“Wings Stretch Wide” by Nick Wroblewski.
Technology in all of its wonderful and confusing forms has entered every facet of our lives, hovering over us as an invisible, ubiquitous presence.
But two artists at Paoli’s Abel Contemporary Gallery are harking back to a pre-digital world, exploring the idea of artists as craftspersons and working with their hands to create singular objects.
New Works, open until March 3, is an exhibit from potter and educator Joanne Kirkland and printmaker Nick Wroblewski.
Kirkland, a longtime ceramic artist and instructor of 13 years at Madison College, displays an array of functional pottery in the form of mugs, pitchers and other housewares. Many of her ceramic pieces are stark and geometric, repeating and replicating lines that eventually fan out or fold into themselves. The result is a quiet and almost mystical aesthetic.
“There’s a part of me that loves these simple geometric designs,” Kirkland says. “There are certain images that show up that were being done on clay work and cave paintings 8,000 year ago, on every continent.”
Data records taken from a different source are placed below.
PR #216, opened 2017-08-19
v5 additions (default namespaces, buffer inputs, cli binary args)

tschiemer:
Hi, many thanks for the library. Here my changes:

1. Added the Object ID and X500 default namespaces as they are also defined in rfc4122, appendix c. There is a total of 4 namespaces listed, but only two were defined in the library - so why not add the other two?
2. uuid/v5 now also takes a (nodejs) `Buffer` object as input and converts it into an array as needed assuming the bytes to be unsigned chars
3. for the cli I added the option `--hex` (before the `name` argument) as to indicate that the name argument is actually a hexadecimal string that is to be read as binary data

Regarding 2: For systems/browsers not supporting a Buffer-object/class I put a safeguard, but I'm not 100% sure wether this works - maybe someone who knows better can confirm?

### DIFF
--- a/README.md
+++ b/README.md
@@ -22,7 +22,7 @@ Version 1 (timestamp):
 
 ```javascript
 const uuidv1 = require('uuid/v1');
-uuidv1(); // ⇨ '985123a0-7e4f-11e7-9022-fb7190c856e4'
+uuidv1(); // ⇨ 'aee02740-8590-11e7-b662-938de05596cd'
 
 ```
 
@@ -30,7 +30,7 @@ Version 4 (random):
 
 ```javascript
 const uuidv4 = require('uuid/v4');
-uuidv4(); // ⇨ 'df7cca36-3d7a-40f4-8f06-ae03cc22f045'
+uuidv4(); // ⇨ 'f576bd76-e5eb-4924-981b-631f245cbac4'
 
 ```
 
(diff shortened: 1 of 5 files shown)


broofa:
Hi, thanks for the PR!

Re: OID and X.500, please see https://github.com/kelektiv/node-uuid/pull/205

I'm open to adding 'Buffer' support to the v5 [and newly added v3] APis, but let's pull that out into a separate PR.  (And, for future reference, I believe lumping unrelated code changes together in a single PR is generally frowned upon.  Smaller, more focused PRs are easier to review and manage in my experience.)

For `--hex` option I'd like to hold off until we see more demand for this.  The CLI is a convenience for the simple use cases, and I don't see binary names as falling into that "simple" category.

Lastly, README me changes should be made to [README_js.md](../blob/master/README_js.md), which gets compiled into README.md when published.

I'm going to close this out.  Feel free to open another PR for the Buffer API changes.

Cheers!

tschiemer:
Hi!

Oh, thanks for pointing out my bad habit!

As for providing a use case of the `hex` option (and in principle the linked buffer input): I'm working with hardware components that occasionally provide IDs as arbitrary byte sequences which is not very string friendly. So being able to conveniently generate namespaced UUIDs from arbitrary `names` would be a helpful out-of-the-box feature.
But as you say, this might not be your typical use case.

I seem to have forgotten committing the REAME_js.md, sorry for that..

Disco!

Joanne Kirkland’s salt-fired ceramic jars.
Other examples of Kirkland’s work maintain the same ageless simplicity while weaving in small amounts of personal narrative. On one piece, a flock of dark chickens is pecking in the foreground while foxes appear in the background. Kirkland once saw one of her backyard chickens carried away by a fox.
Wroblewski’s woodblock prints make an excellent pairing with Kirkland’s ceramics. A longtime printmaker, Wroblewski attended Bennington College in Vermont and has been honing his craft for 20 years. His pieces in New Works actually double as illustrations for a children’s book called Hush, Hush Forest, inspired by the Minnesota wilderness that Nick knows intimately. “That’s the original reason the publisher approached me, because they saw the relationship between what I was trying to capture, very local landscapes, and the author [Mary Casanova], who’s from northern Minnesota,” he says.
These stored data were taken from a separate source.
PR #217, opened 2017-08-28
UUID v3 Support

abstein2:
Adds support for UUID v3 based on the code for v5. Since v3 and v5 are generated in almost exactly the same way the major addition to this is added `md5` (using crypto) and `md5-browser` (based on the implementation in https://github.com/blueimp/JavaScript-MD5) to the `lib` directory and then using them.

Updated tests, CLI commands, README_js.md, and tests. I needed v3 support for older systems as we migrate them to JavaScript.

Happy to make any additional changes.


broofa:
This looks good, thanks!  (It'll be nice to finally round out all the uuid versions in this module after all these years. :-D )

One change:  v3.js and v5.js are identical but for a [couple lines](https://github.com/kelektiv/node-uuid/blob/master/v5.js#L34-L35).  Let's factor that code into a common module (e.g. `lib/v35.js`?) thusly ...

v35.js:
```
module.exports = function(name, version, hash) {
  var uuid = function(name, version, namespace, buf, offset) {
    ... (guts of v3()/v5() implementations) ...
    var bytes = hash(namespace.concat(name));
    bytes[6] = (bytes[6] & 0x0f) | version;
    ...
  }
  uuid.name = name; // Set function name shown in debuggers
  return uuid;
}
```

v3.js
```
var v35 = require('./lib/v35.js');
var md5 = require('./lib/md5');
module.exports = v35('v3', 0x03, md5);
```

v5.js
```
var v35 = require('./lib/v35.js');
var md5 = require('./lib/sha1');
module.exports = v35('v5', 0x05, sha1);
```

abstein2:
Good idea. Updates made.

Wroblewski’s prints are relatively small, at 11 inches by 14 inches, but their size still allows the viewer to inhabit the rich Minnesota dreamland he has so carefully crafted.
One print contains a hunched-over black bear walking across a fallen birch trunk. The creature’s lush, textured fur dominates the frame and clashes with the smooth, almost empty surface of the night sky. In another, a stand of barren trees surrounds a tiny cabin in the distant forest, as their shadows are thrown like skeletons across the frame.
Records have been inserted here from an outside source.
PR #219, opened 2017-09-07
eslint

broofa:
`eslint --fix` cleanup


lib/sha1.js
```diff
@@ -3,19 +3,17 @@
...
 
 function sha1(bytes) {
-	// support modern Buffer API
-	if (typeof Buffer.from === 'function') {
-		if (Array.isArray(bytes)) bytes = Buffer.from(bytes);
-		else if (typeof bytes === 'string') bytes = Buffer.from(bytes, 'utf8');
-	}
+  if (typeof Buffer.from === 'function') {
+    // Support modern Buffer API
+    if (Array.isArray(bytes)) bytes = Buffer.from(bytes);
```
defunctzombie: would be nice for eslint to require `{ }` I find this safe programming practice

PR #220, opened 2017-09-07
Defer random initialization of node and clockseq. Fixes #189

### LINKED ISSUE #189: Slow require() of v1
Using ```require("uuid/v1")``` under Electron, I've noticed anywhere from 2x to 4x increase in window load time. I've tracked this to the unwrapped call to ```rng()``` which in turn synchronously calls ```crypto.randomBytes()```. From the NodeJS docs:

 ```The crypto.randomBytes() method will block until there is sufficient entropy. This should normally never take longer than a few milliseconds. The only time when generating the random bytes may conceivably block for a longer period of time is right after boot, when the whole system is still low on entropy.```

This is unfortunately the behvaviour I'm seeing. The loading of the entire window is being held up by the call to ```crypto.randomBytes```. Changing my use of ```uuid/v1``` to ```uuid/v4``` fixes the problem.

If there is sufficient interest in modifying ```uuid/v1``` to use the asynchronous version of ```crypto.randomBytes``` or otherwise wrap the synchronous version so it is not called on require time I would be happy to open a PR.

broofa:


v1.js
```diff
@@ -6,17 +6,7 @@ var bytesToUuid = require('./lib/bytesToUuid');
...
-
-// Per 4.5, create and 48-bit node id, (47 random bits + multicast bit = 1)
-var _nodeId = [
-  _seedBytes[0] | 0x01,
-  _seedBytes[1], _seedBytes[2], _seedBytes[3], _seedBytes[4], _seedBytes[5]
-];
-
-// Per 4.2.2, randomize (14 bit) clockseq
-var _clockseq = (_seedBytes[6] << 8 | _seedBytes[7]) & 0x3fff;
+var _nodeId, _clockseq;
```
defunctzombie: prefer use of one line per var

In a third, echoing Kirkland, a fox creeps down a snowy hill that’s beginning to show the first signs of spring. The trees are white, and the orange light of a sunrise bathes the scene. It could have taken place 100 years ago, or yesterday. According to Wroblewski, creating these pieces was time-consuming, but that’s something he hopes viewers can take away.
Wroblewski wants viewers to gain an understanding of the slow process he undertook to illustrate the book. “I hope it reminds people that there are slower, more hand-carved approaches,” he says.
In its penultimate show before moving to a new location in Stoughton, the gallery is debuting two other shows alongside New Works. Nocturne features the work of nine different artists in a variety of mediums as they address the theme of night, both figuratively and literally. From cryptic ink prints of vessels in the inky blackness of space, to a subdued low light screen print of a forest caught in the gloaming, to strange pieces of sleek, darkly earth-colored ceramic work, Nocturne is a beautiful and quietly unsettling group effort.
Abel Contemporary Gallery has a tradition of featuring more experimental works in the gallery’s Cooler space. The former creamery building includes a strange, close-corners space previously used for cold storage, perfect for the single installation of a small solo show. Chelsea Thompto, a master of fine arts student at UW-Madison, utilizes the Cooler for her visually arresting commentary on transgender issues and politics, Productive Bodies. Thompto’s multimedia work features a video where jagged, punctured geometric shapes shift seamlessly between forms, often depicting violence to human bodies. Thompto is comparing trans bodies with the Mississippi River, attempting to connect how both types of bodies face violence.